If $G$ is a graph, then the graph energy of $G$ denoted by $E(G)$ is defined as the sum of absolute values of eigenvalues of the adjacency matrix of $G$. It is known that $E(G)\geq E(G-v)$, where $ v$ is a vertex in $G$. But it is not known that how the energy of a graph and its subgraphs are related if the number of vertices are same in both the graphs.

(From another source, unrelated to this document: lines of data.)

PR #472, opened 2016-05-13
API: Remove format.py and make_emperor.py

ElDeveloper:
We no longer need most of format.py, the only function I foresee we will re-use
is the "autograph" creation function, as it has been helpful to debug and
tag created plots. As for make_emperor.py, we will be replacing a lot of the
logic here and use a click command instead.

This marks the first of (hopefully) 3 steps to move the entire project to
Python 3.


ElDeveloper:
This one should be ready to be reviewed, it was a bit more complicated that I initially expected, removes all the code related to make_emperor.py and any trace of qcli. The script to run the tests had to be modified as well and is no longer using qcli, instead it is now using click.

antgonza:
👍

squirrelo:
That is a lot of trimming. Nice.

PR #473, opened 2016-05-16
Info div. Fixes #327

### LINKED ISSUE #327: Click on points to reveal label

squirrelo:
This adds the name of the sample clicked when you click it. 

popup


mortonjt:
Nice!!!

ElDeveloper:
Thanks @squirrelo !

PR #477, opened 2016-05-17
Run linter and doc creation in travis

ElDeveloper:

PR #484, opened 2016-05-18
Render ducks

squirrelo:
This cleans up the documentation pages quite a bit, as well as upgrading the jquery and bootstrap to the newest versions. 

Running `make html` will now render the jsdocs as well as sphinx.

Requires #477


doc/Makefile
```diff
@@ -53,6 +53,7 @@ clean:
 
 html:
 	$(SPHINXBUILD) -b html $(ALLSPHINXOPTS) $(BUILDDIR)/html
+	jsdoc ../emperor/support_files/js/ -d $(BUILDDIR)/jsdoc -c ../jsdoc-config.json -r
```
ElDeveloper: `jsdoc-config.json` is not committed in this PR. Also if that config file is part of the documentation, I would suggest putting it inside the `doc` directory instead of the base directory.

squirrelo: Correct, the file is added in #477 which this depends on. I can move it over in that PR if you want.

ElDeveloper: Noted, I'm getting confused with all the PRs 😨

squirrelo:
Comments addressed, ready to go.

I am trying to formulate increasing or decreasing pattern of energy of a graph and its subsequent subgraphs on the same set of vertices. For instance, I am taking a complete graph $G=K_4$ with four vertices. Then I have the following observations.
(1) $E(G)=6$
(2) $E(G_1)=5.1231056256=1+\sqrt{17}$, where $G_1$ is a subgraph obtained by deleting one edge from $G$.
Similarly,
(3) $E(G_2)=4=2\sqrt{4}$ (obtained by deleting two edges from $G$)
(4) $E(G_3)=4.472135955=2\sqrt{5}$ (obtained by deleting three edges from $G$)
(5) $E(G_4)=2\sqrt{2}$ (obtained by deleting four edges from $G$)
(6) $G_5=2=2\sqrt{1}$ (obtained by deleting five edges from $G$).
I would really appreciate if someone could help me arriving at a generalizing formula of the above pattern in particular. That is, what is the general pattern in which the energy is increasing or decreasing in the above example?